If you do not embrace social media soon, the digital divide in your country will be dwarfed by the divide between your country and the rest of the world.
Chris Moore, the CIO of Edmonton Canada, as reported in FutureGov Magazine.
When people ask me to consider the risks of government agencies engaging with audiences via social media, I often respond by asking them if they’ve considered the risks of not engaging.
This often gets blank looks; many people don’t often consider the risks of not doing things, even though it is a normal part of life.
For example, who today doesn’t understand the risks of not wearing seat belts? However, only 15 years ago there were plenty of concerns still raised about the risk of wearing them.
Here’s a list of some of the risks highlighted by the US anti-seatbelt movement:
- Wouldn’t you rather be thrown through the windshield of your car to safety than trapped in a rolling vehicle? And after you are thrown through the windshield, how can you jump out of the way of your rolling car if you’re all tangled in a seatbelt?
- As much as one tenth of one percent of auto accidents involve sudden fire or plunging into water. If everyone in the United States takes part in an annual auto accident, that’s 23,000 people who run the risk of being trapped and fatally killed by a seatbelt each year!
- Psychiatrists say that exposing young children to practices such as bondage from an early age can cause confusion during puberty.
- A section on seatbelts in the National Highway Traffic Safety Administration Web site’s FAQ says (when edited for clarity): “Wear … a seatbelt … and … you will … died.”
- Even the statistics of the pro-seatbelt Automotive Coalition for Restraint of Freedom proves the case of their opposition. The Coalition says that seatbelts cut the risk of serious or fatal injury by 40% to 55%, but even if this number is believed, it means that seatbelts are potentially deadly in the remaining 60% to 45% of cases!
- Seatbelting is related to the hideous ancient Chinese practice of foot binding.
I expect, over time, that many of the risks of using social media will become normalised and accepted or explained away as myths, whereas the risks of not using social media will become more acute.
A good case in point is an article from The Australian published on Thursday 2 December, DFAT the dinosaur needs to find Facebook friends.

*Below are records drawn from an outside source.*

PR #1440, opened 2024-10-03
Add optical absorption model with imported data

hhollenb:
The base optical `Model` class with `AbsorptionModel` as an example case. `ImportedModels` is a list of `ImportOpticalModel`s with a map for built-in model classes to their imported identifier, and can be built directly or from imported data with a `ModelImporter` (included in a later PR). `ImportedModelAdapter` can then be used by models to access their MFP tables.

MFP tables are built with `detail::MfpBuilder` which internally handles the grid IDs that a model builds. It should probably be refactored when we refactor the rest of the grid builders.

For testing I created a `MockImportData` class to handle a bunch of common mock data and functions that the model classes use. I find that it makes writing the tests easy and fairly consistent, but could probably use a good critique.


src/celeritas/optical/Model.hh
```diff
@@ -0,0 +1,56 @@
...
+
+//---------------------------------------------------------------------------//
+/*!
+ * Base class for discrete, volumetric optical models.
+ *
+ * For optical physics, there is precisely one particle (optical photons)
+ * and one energy range (optical wavelengths), so only models and no processes
+ * are used in optical physics.
+ */
+class Model : public StepActionInterface<CoreParams, CoreState>,
```
sethrj:
```suggestion
class Model : public OpticalStepActionInterface,
```
in `celeritas/optical/action/ActionInterface.hh`. I think we could move all the models to the `action` directory too?

src/celeritas/optical/Model.hh
```diff
@@ -0,0 +1,56 @@
...
+              public ConcreteAction
+{
+  public:
+    using ConcreteAction::ConcreteAction;
+
+    //! Virtual destructor for polymorphic deletion
+    virtual ~Model() = default;
```
sethrj: This is unnecessary since the base class is already a virtual destructor.

src/celeritas/optical/model/AbsorptionModel.cc
```diff
@@ -0,0 +1,62 @@
...
+/*!
+ * Build the mean free paths for the model.
+ */
+void AbsorptionModel::build_mfps(detail::MfpBuilder& build) const
+{
+    for (auto mat : range(OpticalMaterialId{imported_.num_materials()}))
+    {
+        build(imported_.mfp(mat));
+    }
+}
```
sethrj: I think we'll have a lot of implementations look like this: perhaps we *should* have `build_mfp(OpticalMaterialId, MfpBuilder&)`? Or analogously to the ORANGE proto builder, have the `MfpBuilder` store the current material ID being built?

src/celeritas/optical/detail/MfpBuilder.hh
```diff
@@ -0,0 +1,93 @@
...
+{
+//---------------------------------------------------------------------------//
+/*!
+ * Helper class for optical models to build MFP tables.
+ *
+ * Tracks individual grid IDs that have been built, and returns them
+ * as an ItemRange which may be used by model MFP tables. Can likely
+ * be refactored into GenericGridInserter.
+ */
+class MfpBuilder
```
sethrj: Since all volumetric optical models (internal or external) will need to use this class to initialize, it shouldn't be in the detail namespace. I don't think we'll want to refactor into the generic grid inserter; instead this class may "have a" grid inserter.

src/celeritas/optical/model/AbsorptionModel.hh
```diff
@@ -0,0 +1,42 @@
...
+    AbsorptionModel(ActionId id, ImportedModelAdapter imported);
+
+    // Build the mean free paths for this model
+    void build_mfps(detail::MfpBuilder&) const override final;
+
+    // Execute the model with host data
+    void step(CoreParams const&, CoreStateHost&) const override final;
+
+    // Execute the model with device data
+    void step(CoreParams const&, CoreStateDevice&) const override final;
```
sethrj: `override final` is redundant:
```suggestion
    void build_mfps(detail::MfpBuilder&) const final;

    // Execute the model with host data
    void step(CoreParams const&, CoreStateHost&) const final;

    // Execute the model with device data
    void step(CoreParams const&, CoreStateDevice&) const final;
```

Also marking the class as `final` will improve error checking (and, potentially, allow some small optimizations to take place).

src/celeritas/optical/ImportedModelAdapter.hh
```diff
@@ -0,0 +1,98 @@
...
+  public:
+    //!@{
+    //! \name Type aliases
+    using IMC = ImportModelClass;
+    using ImportedModelId = OpaqueId<ImportOpticalModel>;
+    //!@}
+
+  public:
+    // Built-in imported model classes
+    static std::set<IMC> const& builtin_model_classes();
```
sethrj: I don't think it's necessary to have builtin model classes since it's not possible for users to extend the enumerations. For now let's assume that the only models are the ones we've "hardcoded" (i.e., `range(IMC::size_)`)  into the import data, and worry later about extensibility.

src/celeritas/optical/ImportedModelAdapter.cc
```diff
@@ -0,0 +1,177 @@
...
+
+        // Check if IMC is built-in
+        auto iter = builtin_id_map_.find(imc);
+        if (iter != builtin_id_map_.end())
+        {
+            // Update imported model ID
+            ImportedModelId& mapped_id = iter->second;
+            if (!mapped_id)
+            {
+                mapped_id = ImportedModelId(model_id);
```
sethrj: Instead of the separate insert and find, you should be able to do this by `insert`ing and checking the `iterator, bool` result I think. But again, perhaps for now we should just try to simplify this to include only a one-to-one mapping for the builtin models?

sethrj (commented):
Sorry it took me a couple of days to review this with ongoing travel!

src/celeritas/optical/model/AbsorptionModel.cc
hhollenb: I think `build_mfp(OpticalMaterialId, MfpBuilder&)` is nicer because it makes `MfpBuilder` less stateful and less coupled to optical models. Looping in the `build_mfps` was a byproduct of not having an immediate way to get the number of optical materials in `optical::PhysicsParams::build_mfps`, but that should be easily resolved.

src/celeritas/optical/model/AbsorptionModel.hh
hhollenb: I didn't realize `final` fails for non-virtual functions that aren't overrides, that's good to know.

src/celeritas/optical/detail/MfpBuilder.hh
hhollenb: The refactoring was in reference to discussions about changing how core physics does their `GridBuilder`s. This is really just the same pattern that we do when building core XS tables:
 * Build data vector in reals
 * Put item ranges of built data into `GridRecord`
 * Build the grid in `...Data::grids`
 * After building grids for each material, put the range of the grid IDs into some table of type `ItemRange<GridId>`

The only difference is that in core physics the builder is cached and evaluated later, while in optical physics the grids are built when the `Model::build_mfps` function is called. There's nothing really specific to optical physics or MFPs in this code, so it feels like there should be some more common way to do this with core physics.

src/celeritas/optical/ImportedModelAdapter.cc
hhollenb: If we're limiting to just built-ins, then an `EnumArray` should probably work fine.

amandalund:
Sorry for the delay @hhollenb --this looks great at first glance, I'll go over it in detail first thing tomorrow!

src/celeritas/optical/detail/MfpBuilder.hh
sethrj: Definitely, but as I've emphasized, the core physics cross section calculation is some of our earliest attempts to move generic data onto device, and so we don't necessarily want to emulate it: this is our chance to prototype a better way of doing it (based on some of the iterations we've made in the materials, geometry, optical properties, ...) without the baggage of needing to refactor the other physics simultaneously.

For now, let's keep it as-is so long as we get something working, and then *before* adding further models we'll consider refactors/improvements.

src/celeritas/optical/ImportedModelAdapter.hh
```diff
@@ -0,0 +1,95 @@
...
+  public:
+    //!@{
+    //! \name Type aliases
+    using ImportedModelId = typename ImportedModels::ImportedModelId;
+    using SPConstImported = std::shared_ptr<ImportedModels const>;
+    //!@}
+
+  public:
+    // Create an adapter for the given model identifier
+    ImportedModelAdapter(ImportedModelId id, SPConstImported imported);
```
amandalund, line 77: Instead of constructing this with the `ImportModelId`, which is somewhat arbitrary, would it make sense to do what we do with the EM processes and construct it with the `ImportModelClass` instead? Then the models would be constructed with a shared pointer to `ImportedModels` and build the model adapter with their `ImportModelClass`.

src/celeritas/optical/ImportedModelAdapter.cc
```diff
@@ -0,0 +1,140 @@
...
+        builtin_id_map_.begin(), builtin_id_map_.end(), ImportedModelId{});
+
+    // Load all built-in IMCs into the map
+    for (auto model_id : range(models_.size()))
+    {
+        auto const& model = models_[model_id];
+
+        // Check imported data is consistent
+        CELER_EXPECT(model.model_class != IMC::size_);
+        CELER_EXPECT(model.mfps.size() == models_.front().mfps.size());
```
amandalund: Maybe we want these to be `VALIDATE`s since we're checking input data? And we might also want to check the first vector is non-empty.

test/celeritas/optical/MockImportedData.hh
```diff
@@ -0,0 +1,86 @@
...
+    //!@}
+
+    //!@{
+    //! \name Access mock data
+    static std::vector<ImportOpticalModel> const& import_models();
+    static std::vector<ImportOpticalMaterial> const& import_materials();
+
+    static ImportedModelId absorption_id();
+    static ImportedModelId rayleigh_id();
+    static ImportedModelId wls_id();
```
amandalund: If we change how the `ImportedModelAdapter` and models are constructed, we might also not need to hardcode these `ImportModelId`s in the tests.

amandalund (commented):
Really nice work @hhollenb!

src/celeritas/optical/ImportedModelAdapter.cc
hhollenb: I believe `models_` will have to be non-empty since the check is in a loop over `models_` (the first check will be redundant).

src/celeritas/optical/model/AbsorptionModel.cc
```diff
@@ -0,0 +1,61 @@
...
+{
+namespace optical
+{
+//---------------------------------------------------------------------------//
+/*!
+ * Construct the model from imported data.
+ */
+AbsorptionModel::AbsorptionModel(ActionId id, ImportedModelAdapter imported)
+    : Model(id, "absorption", "interact by optical absorption")
+    , imported_(std::move(imported))
```
amandalund: I was thinking we could construct these similar to our EM `Process`s:
```c++
using SPConstImported = std::shared_ptr<ImportedModels const>;
...
AbsorptionModel(ActionId, SPConstImported);
```
```suggestion
AbsorptionModel::AbsorptionModel(ActionId id, SPConstImported model_data)
    : Model(id, "absorption", "interact by optical absorption")
    , imported_(ImportModelClass::absorption, model_data)
```
unless there's a need to have the `ImportedModelAdapter` outside of the model.

src/celeritas/optical/ImportedModelAdapter.cc
```diff
@@ -0,0 +1,159 @@
...
+    CELER_EXPECT(mid < imported_->num_models());
+}
+
+//---------------------------------------------------------------------------//
+/*!
+ * Create an adapter from imported models for the given model class.
+ */
+ImportedModelAdapter::ImportedModelAdapter(ImportModelClass imc,
+                                           SPConstImported imported)
+    : model_id_(), imported_(imported)
```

Besides the actual article appearing, which could be seen as reducing faith in the capability of DFAT to effectively carry out its duties, the article highlights the level of online activity by foreign services in countries like the US and UK, compared to the level of activity from DFAT.
For example, the article states that:
The [US] State Department operates 230 Facebook accounts, 80 Twitter feeds and 55 YouTube channels and has 40 Flickr sites. And the story of e-diplomacy doesn’t end here. Other governments are experimenting with dozens of other innovations and the pace of change is rapid.
Notwithstanding the need to run quite so many accounts, the US State Department is becoming an astute user of social media to reinforce US foreign (and domestic) policy goals. This supports the US government to project its power globally and influence world opinion in its favour.
The expertise the State Department is building puts it far ahead of other nations, although the UK is doing an exemplary job with its diplomatic blog network. For example:
Digital tools would also allow DFAT to play in spaces it is cut off from at present. Take the blogosphere, for example. The US, Britain and Canada have all entered this space. The US maintains nine full-time Arabic-language bloggers, two Farsi bloggers and two Urdu bloggers while the British Foreign Office also has two full-time Farsi bloggers.
So, what is the risk to Australian government of not using social media, or of entering the space late (a position some Departments already face)?
Departments may become less effective at informing or influencing public opinion, locally and abroad. Our governments will be less able to compete diplomatically, both overseas and locally against social media savvy interest groups, corporations or even individuals.
As other nations continue to develop and exercise their public sector social media ‘muscles’, by institutionally blocking Australian public servants from using social media in their jobs we could be allowing our own government’s ‘muscles’ to become increasingly flabby and weak.
Therefore, if public servants are not able to learn how to effectively communicate via social media now, we will be at an increasing disadvantage as others pull further ahead of us.
This loss of effectiveness could take a very, very long time to redress.
Next time you consider the risks of social media engagement by your department, consider the risks of not engaging for yourself (your career), your department, the government and Australia as a nation.
You might find that the risks of not engaging vastly outweigh the risks of engaging.